This work addresses the challenge of low segmentation accuracy for brain tumors in sub-Saharan Africa, where poor image quality and inconsistent imaging protocols in low-field MRI scans lead to geometric and topological distortions. To tackle this issue, the authors propose a novel architecture that integrates nnU-Net and MedNeXt, augmented with a topology optimization module—introduced here for the first time—to correct topological errors in predictions. The model is pretrained on the BraTS 2025 dataset and subsequently fine-tuned on BraTS-Africa. Experimental results demonstrate substantial improvements in segmentation accuracy, achieving normalized surface distance (NSD) scores of 0.810, 0.829, and 0.895 for the SNFH, NETC, and ET tumor subregions, respectively, thereby effectively mitigating the adverse effects of low-quality MRI data.
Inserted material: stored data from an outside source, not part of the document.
PR #14658, opened 2024-10-09
WIP Add bin/cdylib/staticlib suffix for artifact deps

### LINKED ISSUE #14804: Display artifact dependency information in `cargo tree`
Some questions I asked in <https://github.com/rust-lang/cargo/issues/10593#issuecomment-1341214604>:

* Should we annotate artifact dependency nodes with a special `(artifact deps)` suffix?
* Should we show the information about which `target` platform an artifact dependency will be built on?
* How do we want to display the node of an artifact dependency with `{ …, lib = true }`?

And some replies from @bstrie 

> Should we annotate artifact dependency nodes with a special (artifact deps) suffix?

There are multiple possible values for the `artifact` field, so I wouldn't mind having a `(bin)` or `(staticlib)` or `(cdylib)` suffix.

> Should we show the information about which target platform an artifact dependency will be built on?

No, I think that's a detail that can be easily answered by checking Cargo.toml. But if you did decide to display this information, I would include it as part of the above annotation, e.g. `(wasm32-wasi bin)` or `(x86_64-unknown-linux-musl staticlib)`.

> How do we want to display the node of an artifact dependency with { …, lib = true }?

I think it should show up multiple times in the tree graph. The lib node should show up as an entirely normal dependency, whereas the artifact node should be annotated as mentioned above.

## Propose solution

Since this is an unstable, we can ship an initial version and iterate on it then.

## Version

d8cb5fb7f8f66fc9b4ba3d80b089474164a8a83d

elchukc:

This is an implementation of cargo tree as defined in [#10593 (comment)](https://github.com/rust-lang/cargo/issues/10593#issuecomment-1341214604)

Fixes #14804

### Additional information

r? @weihanglo

### DIFF
--- a/src/cargo/core/package.rs
+++ b/src/cargo/core/package.rs
@@ -19,7 +19,7 @@ use serde::Serialize;
 use tracing::debug;
 
 use crate::core::compiler::{CompileKind, RustcTargetData};
-use crate::core::dependency::DepKind;
+use crate::core::dependency::{ArtifactKind, DepKind};
 use crate::core::resolver::features::ForceAllTargets;
 use crate::core::resolver::{HasDevUnits, Resolve};
 use crate::core::{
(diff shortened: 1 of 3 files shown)


src/cargo/core/package.rs
```diff
@@ -167,6 +167,14 @@ impl Package {
     pub fn proc_macro(&self) -> bool {
         self.targets().iter().any(|target| target.proc_macro())
     }
+    // TODO fix this. For now, just wanted it to return a plausible value. Must figure out why .kinds() returns a Vec.
+    /// Gets crate-type in { .., artifact = <crate-type> } of this package
```
elchukc, line 171: This returns ArtifactKind of a package's _dependencies_, not the ArtifactKind of the package itself. This is why (bin/cdylib/staticlib) suffixes currently print on the wrong line.
```diff
- expected
+ actual
- foo v0.0.0 ([ROOT]/foo)
-└── bindep v0.0.0 (bin) ([ROOT]/foo/bindep)
+ foo v0.0.0 (bin) ([ROOT]/foo)
+ └── bindep v0.0.0 ([ROOT]/foo/bindep)
```

weihanglo:
@rustbot author

@elchukc are you still pursuing this?

epage:
As there has been no contact with the author for over a year, I'm going to go ahead and close this.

Accurate automatic brain tumor segmentation in Low and Middle-Income (LMIC) countries is challenging due to the lack of defined national imaging protocols, diverse imaging data, extensive use of low-field Magnetic Resonance Imaging (MRI) scanners and limited health-care resources. As part of the Brain Tumor Segmentation (BraTS) Africa 2025 Challenge, we applied topology refinement to the state-of-the-art segmentation models like nnU-Net, MedNeXt, and a combination of both. Since the BraTS-Africa dataset has low MRI image quality, we incorporated the BraTS 2025 challenge data of pre-treatment adult glioma (Task 1) to pre-train the segmentation model and use it to fine-tune on the BraTS-Africa dataset. We added an extra topology refinement module to address the issue of deformation in prediction that arose due to topological error. With the introduction of this module, we achieved a better Normalized Surface Distance (NSD) of 0.810, 0.829, and 0.895 on Surrounding Non-Enhancing FLAIR Hyperintensity (SNFH) , Non-Enhancing Tumor Core (NETC) and Enhancing tumor (ET).